** Opening DATA PROVIDED block **

PR #173, opened 2021-06-14
Interactive Structure Storage Master

pmrv:
Add a new job class like `StructureListMaster` from `pyiron_atomistics`, but using `StructureStorage` and an interactive job.

It's not quite done yet, but I wanted to discuss three issues:
1. the interactive reference job lives next to the master for now, because I couldn't figure out how to make it a child job.  @raynol-dsouza I imagine the protocols do similar setups all the time, how is it handled there?
2. There's no output on the master yet, how do we usually forward output from child jobs to master jobs.  Should I overload `master.output` to look into `master.ref_job.output` or do we copy the HDF5 content directly?
3. `VaspInteractive` doesn't seem to support `interactive_enforce_structure_reset`.  Is that because VASP can't deal with arbitrary structures during an interactive run (sphinx can) or is it not needed in this case? (Maybe @sudarsan-surendralal?)

### DIFF
--- a/pyiron_contrib/__init__.py
+++ b/pyiron_contrib/__init__.py
@@ -42,6 +42,7 @@ JOB_CLASS_DICT['Mlip'] = 'pyiron_contrib.atomistics.mlip.mlip'
 JOB_CLASS_DICT['LammpsMlip'] = 'pyiron_contrib.atomistics.mlip.lammps'
 JOB_CLASS_DICT['MlipJob'] = 'pyiron_contrib.atomistics.mlip.mlipjob'
 JOB_CLASS_DICT['Atomicrex'] = 'pyiron_contrib.atomistics.atomicrex.atomicrex_job'
+JOB_CLASS_DICT['StructureListMasterInteractive'] = 'pyiron_contrib.atomistics.atomistics.job.structurelistmasterinteractive'
 
 
 from ._version import get_versions
--- a/pyiron_contrib/__init__.py
+++ b/pyiron_contrib/__init__.py
@@ -42,7 +42,7 @@ JOB_CLASS_DICT['Mlip'] = 'pyiron_contrib.atomistics.mlip.mlip'
 JOB_CLASS_DICT['LammpsMlip'] = 'pyiron_contrib.atomistics.mlip.lammps'
 JOB_CLASS_DICT['MlipJob'] = 'pyiron_contrib.atomistics.mlip.mlipjob'
 JOB_CLASS_DICT['Atomicrex'] = 'pyiron_contrib.atomistics.atomicrex.atomicrex_job'
-JOB_CLASS_DICT['StructureListMasterInteractive'] = 'pyiron_contrib.atomistics.atomistics.job.structurelistmasterinteractive'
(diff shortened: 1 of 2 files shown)


raynol-dsouza:
@pmrv, to answer (1.)

It could work if you do not save the reference job itself to the hdf5 file; save the ref `job_name` to the container, remove the ref job from the container, call to_hdf(). And then after calling from_hdf(), assign the ref job back again from its loaded `job_name`.

For protocols however, the method above ran into issues. As a workaround, we save the reference job separately, and pass it's `path` to the protocol to load the reference job, and then create child jobs.

sudarsan-surendralal:
> `VaspInteractive` doesn't seem to support `interactive_enforce_structure_reset`. Is that because VASP can't deal with arbitrary structures during an interactive run (sphinx can) or is it not needed in this case? (Maybe @sudarsan-surendralal?)

I guess what this does is to be able to change the structure (incl. the number of atoms and species) interactively? If I remember correctly, in VASP you can only change the positions interactively. Am I right @jan-janssen?

pmrv:
Thanks for the quick comments!

> @pmrv, to answer (1.)
> 
> It could work if you do not save the reference job itself to the hdf5 file; save the ref `job_name` to the container, remove the ref job from the container, call to_hdf(). And then after calling from_hdf(), assign the ref job back again from its loaded `job_name`.
> 
> For protocols however, the method above ran into issues. As a workaround, we save the reference job separately, and pass it's `path` to the protocol to load the reference job, and then create child jobs.
> 
> EDIT: the first part was @liamhuber's idea. We tried it about two weeks ago, but unfortunately ran into issues.

If I understand this correctly though, that would just make sure the job is defined after HDF5.  It would still live in the same project as the master job (and not in a sub project), right?

What I want is more or less
```
Project
 \ Master Job
   \ Child Reference Job
```
whereas it's now
```
Project
 | - Master Job
 \ Child Reference Job
```
i.e. they are siblings in the hierarchy.

I know it can be done (`Murnaghan` does it), but I cannot reproduce that behavior.  (`Murnaghan` is a `ParallelMaster`, so it's a bit more involved to copy the code around).

> > `VaspInteractive` doesn't seem to support `interactive_enforce_structure_reset`. Is that because VASP can't deal with arbitrary structures during an interactive run (sphinx can) or is it not needed in this case? (Maybe @sudarsan-surendralal?)
> 
> I guess what this does is to be able to change the structure (incl. the number of atoms and species) interactively? If I remember correctly, in VASP you can only change the positions interactively. Am I right @jan-janssen?

Yeah, that's what it does.  I had feared that. :/

liamhuber:
> i.e. they are siblings in the hierarchy.
>
> I know it can be done (Murnaghan does it), but I cannot reproduce that behavior. (Murnaghan is a ParallelMaster, so it's a bit more involved to copy the code around).

Yeah, I've gotten consistent results -- especially subclassing off of `FlexibleMaster` -- having everything as siblings. Some time ago I fought a bit trying to get them set up as HDF children ala Murnhaghan, but I also never managed.

pmrv:
I've used this for a while now with the "children" as siblings and it worked fine so far.  If no one objects I'll merge this on Monday.

PR #194, opened 2021-07-05
Add coverage combine

pmrv:
Coverage is missing source annotations, hopefully this fixes it.

### DIFF
--- a/.coveragerc
+++ b/.coveragerc
@@ -2,3 +2,4 @@
 [run]
 source = pyiron_contrib
 omit = pyiron_contrib/_version.py
+concurrency = multiprocessing
--- a/.github/workflows/coverage.yml
+++ b/.github/workflows/coverage.yml
@@ -38,6 +38,7 @@ jobs:
     - name: Coverage
       shell: bash -l {0}
       run: |
+        coverage combine
         coveralls
         coverage xml
         python-codacy-coverage -r coverage.xml


pmrv:
Don't seem to help.  Anyone have an idea why this doesn't work as in atomistics even though the config is the same? :S

jan-janssen:
To my understanding the combine is only required when parts of the calculation are executed as subprocesses - e.g. `non_modal` mode. This does not seem to be the case here.

pmrv:
Yeah, I was just trying things and that's the only difference I saw.  I've read [here](https://github.com/lemurheavy/coveralls-public/issues/572) that it might be a token issue.  How's the login work to coveralls or is there any reason why the token for this repo should have changed at all?

jan-janssen:
To me the output seems correct, or ?

pmrv:
There coverage summary seems to be correct, but if I go to the per line results for a single file ([here](https://coveralls.io/builds/41124278/source?filename=pyiron_contrib%2Fatomistics%2Fatomistics%2Fjob%2Fstructurestorage.py#L159) it says "no source found", where as in atomistics this works [e.g. here](https://coveralls.io/builds/41128536/source?filename=pyiron_atomistics%2Flammps%2Fbase.py#L789).

jan-janssen:
When I use the @pyiron-runner Account to login to coveralls.io everything is fine, while in the public version the source file is not visible. 
Screenshot 2021-07-08 at 09 23 09
I assume it is an issue on the coveralls site.

jan-janssen:
Also with my personal GitHub account I can access the file. Can you try to login to coveralls with your GitHub account?

pmrv:
> Also with my personal GitHub account I can access the file. Can you try to login to coveralls with your GitHub account?

Works after I login.  I didn't know that it works with the normal github account.  It's a bit strange that for contrib you have to login and for atomistics not, but naja.

PR #196, opened 2021-07-15
Use DataContainer for structure storage in RandSpg

pmrv:
This leaves the API compatible, but breaks HDF compatibility.  I know we have some RandSpg examples from workshop out in the wild, but supposedly these are pinned to specific version of contrib, so unless someone insists, I will not add backwards compatibility.


niklassiemer:
@pyiron/release On the current release I bump minor, since the `broken compatibility` tag is present here, probably we should have this tag in the other repos as well since it makes it very obvious when to bump minor.

PR #197, opened 2021-07-15
Force cells and pbcs to be saved per chunk and add test

pmrv:


pmrv:
Pending [this](https://github.com/pyiron/pyiron_base/pull/383).

jan-janssen:
To simplify the review process, I would suggest to mark pull requests with dependencies as draft. Still now as `pyiron_base` version 0.2.21  is merged, I guess the dependency issue is resolved for this pull request.

pmrv:
The issue here was that it was against a master before `FlattenedStorage` was moved to base.  I opened a new PR #218 against the current master with this commit cherry-picked, so closing.

PR #112, opened 2023-01-03
DDO-2550 AutoDelete adjustments to fix zero-value client-side problems

choover-broad:
This single-line PR addresses an issue with the `--delete-after` setting not propagating from `thelma bee create` when version overrides with eg. `--terra-helmfile-ref` are also provided.

### Existing behavior
A comment on the `AutoDelete` field causes `swaggo` to produce a Swagger doc that nests the autodelete type under `allOf`:

```
            "properties": {
                "autoDelete": {
                    "description": "Used to schedule automatic deletion of BEEs",
                    "allOf": [
                        {
                            "$ref": "#/definitions/environment.AutoDelete"
                        }
                    ]
                },
```

This in turn causes go-swagger to generate a client where environment.AutoDelete is bundled into a non-nullable struct:

```
type V2controllersEnvironment struct {

	// Used to schedule automatic deletion of BEEs
	AutoDelete struct {
		EnvironmentAutoDelete
	} `json:"autoDelete,omitempty"`

```

### Fix
Removing the comment creates a document with a direct reference, like so:
```
                "autoDelete": {
                    "$ref": "#/definitions/environment.AutoDelete"
                },
```

which results in a generated client with a simple, nullable *EnvironmentAutoDelete
```
// swagger:model v2controllers.Environment
type V2controllersEnvironment struct {

        // auto delete
        AutoDelete *EnvironmentAutoDelete `json:"autoDelete,omitempty"`

```

Why does it matter that this field is nullable? Because if AutoDelete is not nullable, every PATCH request to environment includes an empty AutoDelete field like this:
```
{
  "autoDelete": {
    "after": <zero-time in UTC>,
  }
}
```

Sherlock interprets this as "`enabled` is false, so I should remove the environment's auto-delete settings". (It would be better for Sherlock to return an error indicating this payload is invalid, but after some investigating, fixing that seems like it would involve digging deep into the controller code, and the client would still need to be fixed).

### Related
* https://github.com/broadinstitute/thelma/pull/101

### DIFF
--- a/internal/controllers/v2controllers/environment.go
+++ b/internal/controllers/v2controllers/environment.go
@@ -43,7 +43,7 @@ type EditableEnvironment struct {
 	NamePrefixesDomain         *bool                   `json:"namePrefixesDomain" form:"namePrefixesDomain" default:"true"`
 	HelmfileRef                *string                 `json:"helmfileRef" form:"helmfileRef" default:"HEAD"`
 	PreventDeletion            *bool                   `json:"preventDeletion" form:"preventDeletion" default:"false"` // Used to protect specific BEEs from deletion (thelma checks this field)
-	AutoDelete                 *environment.AutoDelete `json:"autoDelete" form:"autoDelete"`                           // Used to schedule automatic deletion of BEEs
+	AutoDelete                 *environment.AutoDelete `json:"autoDelete" form:"autoDelete"`
 	Description                *string                 `json:"description" form:"description"`
 }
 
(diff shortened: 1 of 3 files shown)


internal/controllers/v2controllers/environment.go
```diff
@@ -43,7 +43,7 @@ type EditableEnvironment struct {
 	NamePrefixesDomain         *bool                   `json:"namePrefixesDomain" form:"namePrefixesDomain" default:"true"`
 	HelmfileRef                *string                 `json:"helmfileRef" form:"helmfileRef" default:"HEAD"`
 	PreventDeletion            *bool                   `json:"preventDeletion" form:"preventDeletion" default:"false"` // Used to protect specific BEEs from deletion (thelma checks this field)
-	AutoDelete                 *environment.AutoDelete `json:"autoDelete" form:"autoDelete"`                           // Used to schedule automatic deletion of BEEs
+	AutoDelete                 *environment.AutoDelete `json:"autoDelete" form:"autoDelete"`
```
choover-broad, line 46: the key was deleting the comment

jack-r-warren (approved):

PR #125, opened 2023-02-15
[DDO-2669] Add offline schedule fields

jack-r-warren:
The fields describe when the BEE should be offline. Begin is the beginning hour/minute/second that it should become offline each day and the end is the hour/minute/second that it should come back online each\* day.

\*When the EndWeekdayOnly field is enabled, the schedule won't "end" on weekends, so BEEs will sleep through the day. The "begin" side of the schedule always takes effect each day, it'll just have no effect if the BEE is already offline from the previous schedule.

I considered adding a calculated field of "should be offline right now," but that's actually harder to implement here than in Thelma where we're scanning environments, and Beehive doesn't care about it (I don't want to slow down listing all environments by also calculating a bunch of predicted offline states). I think it makes sense for Thelma to just do the work here and use Sherlock just as book-keeping.

Also removed a deprecated field that Beehive no longer uses; [`2597041`](https://github.com/broadinstitute/sherlock/pull/125/commits/259704119a509d7303e685c8a687840d1006c866)


mflinn-broad:
>  I think it makes sense for Thelma to just do the work here and use Sherlock just as book-keeping.
Amen

mflinn-broad (approved):
lgtm

PR #126, opened 2023-02-17
[DDO-2669] Rework offline schedule fields

jack-r-warren:
I don't like the design I came up with before, I like this one better. This one is a little bit more flexible and makes the Beehive logic a little bit easier. These fields haven't been in a deployed version of Sherlock yet so I'm going to do a bad thing and just kinda ignore semver or any notion of migration...


jyang-broad (approved):
:stamp:

i like the new column names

** Closing DATA PROVIDED block **

REQUIRED ACTION: Return each line from the entries above that includes "though".

EXERCISE RESULT:
If I understand this correctly though, that would just make sure the job is defined after HDF5.  It would still live in the same project as the master job (and not in a sub project), right?
Don't seem to help.  Anyone have an idea why this doesn't work as in atomistics even though the config is the same? :S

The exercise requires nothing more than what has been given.